Experts say that given the inherent risks of diving, these are incredibly encouraging figures. By and large, divers are careful and deliberate. Precautions like diving with a buddy and not panicking no matter what are so baked into the diving culture that they’re not even questioned.

But still, as with all pursuits in life, things can go wrong.

“Diving in general is thought to be an aging sport,” said Peter Buzzacott, director of injury monitoring and prevention at the Divers Alert Network. “The age of the average diving fatality each year has been steadily climbing.”

Young people also scuba dive, but not as much as older divers, experts say. People under 40 don’t have as much time. There is also the cost factor.

Between 2010 and 2013, the Divers Alert Network tallied 561 deaths pertaining to recreational scuba diving. Of those, the organization, which relies on autopsy reports and other public records, was able to investigate 334 deaths.

In 82 percent of the fatalities, the deceased were men. Seventy-eight percent of the men and 90 percent of the women were 40 years old or older. Fifty-eight percent of the male victims and 59 percent of the female fatalities were 50 years or older.

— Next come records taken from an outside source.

PR #509, opened 2021-05-23
Moved Google Code-In Reports to News

panos:
Initial commit, in order to list a couple of articles that I see as worthy of being moved to the News section (Competition results) for long-term posterity reasons, SEO and organization. Many of those sorts of posts from other years were published in the News section and all of this is a bit of a mess that has to be untangled.

I'm only pushing this initial commit before making any further changes in order to make sure that this is fine by everyone.

## TO-DO:

- [x] Add redirects.
- [x] Mildly modify metadata, so that it matches with the metadata of an article. Don't modify more than what is needed.
- [x] Add corresponding notice, see below.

“Drowning remains the most common cause of death but falls to second place behind cardiovascular disease as the leading disabling injury,” according to the DAN Annual Diving Report 2012-2015 Edition.

The network’s most recent annual report, which covers 2014, counted 68 dive fatalities in the U.S. and Canada. Eighty-four percent of the men and 69 percent of the women were 40 years or older. While drowning was the leading known cause of death, cardiac events were the second most-common known cause.

The Villages Scuba Club

At the Jupiter Dive Center, a 40-foot burpee named Republic IV is being loaded with scuba tanks and gear. It’s a perfect February morning in South Florida, with clear-blue skies and a nice breeze.

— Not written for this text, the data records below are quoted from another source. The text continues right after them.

PR #421, opened 2023-02-02
feat(update/registry): support to remote update from private registry [EE-3460]

oscarzhou-portainer:
closes [EE-3460]

[EE-3460]: https://portainer.atlassian.net/browse/EE-3460?


edge/stack/stack.go
```diff
@@ -151,14 +152,20 @@ func (manager *StackManager) processStack(stackID int, version int) error {
...
+		}
+	} else if manager.engineType == EngineTypeKubernetes {
 		fileName = fmt.Sprintf("%s.yml", stack.Name)
 		if len(stackConfig.RegistryCredentials) > 0 {
 			yml := yaml.NewYAML(fileContent, stackConfig.RegistryCredentials)
 			fileContent, _ = yml.AddImagePullSecrets()
 		}
-	}
-	if manager.engineType == EngineTypeNomad {
+	} else if manager.engineType == EngineTypeNomad {
```
chiptus: why need `else`? engine type can be both

edge/yaml/yaml.go
```diff
@@ -167,3 +193,60 @@ func encodeYAML(yml runtime.Object) (string, error) {
...
+	if !ok {
+		return "", errors.Wrap(err, fmt.Sprintf("Cannot find the service: %s", serviceName))
+	}
+
+	log.Info().Int("number", len(envs)).Msg("environment variable")
+	for k, v := range envs {
+		service.Environment = append(service.Environment, fmt.Sprintf("%s=%s", k, v))
+	}
+
+	// Needs to reorder the elements in the env array, as Golang built-in array do not guarantee
```
chiptus: why do we care about the order?

edge/yaml/yaml.go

 The divers on board, members of The Villages Scuba Club, are all over 50. (The Villages is a retirement community northwest of Orlando with a population of over 150,000.)

Don Nelson, 73, one of the members on board, has been diving since 1974, when he was in his early 30s. He then had a “big gap” from 1978 until about 2005 while career and family obligations took over. He’s glad to be back and is co-president of the scuba club.

“When you go into an office and you see an aquarium, you look at it, it calms you,” Nelson said. “It’s even better if you’re in it and part of the aquarium.”

Madeline Helbock, 72, the other co-president of the scuba club, has been diving for 17 years. She said that when the club started in 2001, it had four members. Now they number about 150. On this day trip, there are 11 divers from the club.

“We all work out, we all go to the gym, we all go the doctor’s every six months to make sure that we’re OK,” Helbock said.

After the dive, when the Republic IV is back at the dock and the members of the club are loading their cars for the three-hour drive back to The Villages, the members talk about being divers in their golden years.

“I would say being retired is a big giant part of that,” said Grace Steck, 54, who dives along with husband Gary, 58, both members of the dive club. “In our working day, we wouldn’t have the time to do this, other than a vacation, but now every day is a Saturday for us.”

The Stecks said they work out regularly at the gym and fortunately don’t have any serious health concerns. “That being said, our doctors are definitely aware that we dive,” said Gary, 58.

Jim Taylor, 65, started diving in 1990. “It was just something in me,” he said, explaining how he got interested in scuba diving while living in Ohio. “The ocean spoke to me.”

Charlene Burch Weston, the diver who died off Jupiter, also heard the ocean’s call, and on a recent Saturday she would return there.

A boat stopped near a reef where she liked to dive, and Charlene’s son John poured her ashes into the water while other family members threw flowers and said their farewells, according to Love-Stewart.

For about 15 minutes, the boat circled the site slowly as Charlene Weston’s remains became one with the water she loved so much.